Director Walter Hill (Streets of Fire, The Driver) delivers a campy, shameless but thoroughly entertaining thrill ride with his third feature film. Based on the 1965 novel by Sol Yurick, the action, fantasy, stylized exploitation picture features a very simple but effective plot, following a New York street gang that fights its way from The Bronx to Coney Island. Along the way The Warriors run into several rival gangs including The Lizzies (an all-lesbian gang), The Orphans, The Punks, The Rogues and my personal favorite, The Baseball Furies, a click who sport baseball jerseys, white face paint, and use bats as weapons.
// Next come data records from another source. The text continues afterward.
PR #443, opened 2022-03-01
Add NAIPCluster dataset and datamodule

calebrob6:
Dataset of NAIP imagery sampled random from the NAIP archive and masks generated by a KMeans clustering of pixels on-the-fly.

image

image

PR #1450, opened 2023-06-28
Feature extracted USAVars Dataset

nilsleh:
This PR adds a feature extracted version of USAVars. In the MOSAIKs paper, they show that RCF extracted features with RidgeRegression can outperform fully trained CNNs. In their code base they also have this feature extraced dataset version available. In order to not have to extract the same fixed RCF features in each epoch, this PR makes a feature extraced dataset version available to reduce the computational cost of running that experiment setting.


docs/api/datamodules.rst
```diff
@@ -151,6 +151,11 @@ USAVars
 
 .. autoclass:: USAVarsDataModule
```
adamjstewart, line 152: Let's just put it under this section, it's basically the same dataset

docs/api/datasets.rst
```diff
@@ -351,6 +351,11 @@ USAVars
 
 .. autoclass:: USAVars
```
adamjstewart, line 352: Same

docs/api/non_geo_datasets.csv
```diff
@@ -36,6 +36,7 @@ Dataset,Task,Source,# Samples,# Classes,Size (px),Resolution (m),Bands
 `Tropical Cyclone`_,R,GOES 8--16,"108,110",-,256x256,4K--8K,MSI
 `UC Merced`_,C,USGS National Map,"2,100",21,256x256,0.3,RGB
 `USAVars`_,R,NAIP Aerial,100K,-,-,4,"RGB, NIR"
+`USAVarsFeaturesExtracted`_,R,NAIP Aerial,100K,-,-,4,"RGB, NIR"
```
adamjstewart, line 39: Same here, no need for a new row, the values are the same and the link will link to the above sections

adamjstewart (commented):
Don't know much about the details but can dig a little deeper after I dig myself out of this paperwork hole.

calebrob6:
Hey @nilsleh -- this is just running normal USAVars through an RCF and ResNet and exporting the results as a dataset?

calebrob6:
I'm a bit hesitant as:
1. there are many parameters that one might want to play with to go from NAIP images in USAVars to the embedded versions (normalization, size of RCF kernels, number of RCF kernels, etc.) and this is simply choosing one such combination
2. caching the results of an RCF or ResNet18 embedding step isn't too difficult, so I don't think this saves much work

adamjstewart:
This smells like #443

nilsleh:
I don't have a strong opinion about it. I agree the embedding step is not difficult, but I thought I would just add the dataloading and module for it to be useable with torchgeo.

Every gang has a theme and a uniform to match, and while the film remains admittedly excessive, it ‘s still a crowd-pleasing piece of pulp entertainment.
Apparently, the film was originally set to be made as a western, but when the financing on the project failed to materialize, Paramount Pictures stepped in requesting Hill to center the film around inner city kids instead. The result became a classic storyline, inspired by the Greek tragedy of Xenophon, a soldier, whose army caught behind enemy lines, fought their way home through the Persian Empire. Legend has it that Hill wanted Orson Welles to do a narrated introduction about Greek themes but the studio rejected the idea and refused to pay for it. While the Greek tragedy is clearly present, I think a more apt comparison would be Phil Kaufman’s The Wanderers, or Hill’s own Southern Comfort (1981), in which a squad of National Guards isolated in the Louisiana swamp fight for their lives after the local Cajuns hunt them down.
In its sixth week, The Warriors had grossed $16.4 million, well above it’s estimated $6–7 million budget ranking it among one of Walter Hill’s most financially successful films. This was especially impressive since Paramount was unexpectedly forced to pull the film’s advertising campaign shortly after release, due to some gang violence which erupted inside theaters on its opening week. It might have only served to benefit the film, since the negative publicity acted as free promotion, and the controversy only added to the intrigue. Ever since The Warriors has developed a significant cult following and Entertainment Weekly named it the 16th greatest cult film ever made and ranked it 14th in the list of the “25 Most Controversial Movies Ever”.
This is vintage Hill – a colourful film with outrageous costumes, anomalous characters, garish art design, gritty locales and features a noteworthy score by composer Barry de Vorzon and a distinguished soundtrack with tracks by Joe Walsh and Mandrill. Hill does an admirable job amping up the tension, and while it was characterized as violent, there is very little bloodshed present in the film.
The Warriors in short, is a peachy small scale film, full of off-the-cuff production values, an audacious attitude that never once stops to apologize about masquerading as pure fantasy. Pauline Kael of The New Yorker once wrote, “The Warriors is a real moviemaker’s movie: it has in visual terms the kind of impact that ‘Rock Around the Clock’ did behind the titles of Blackboard Jungle.” Enough said.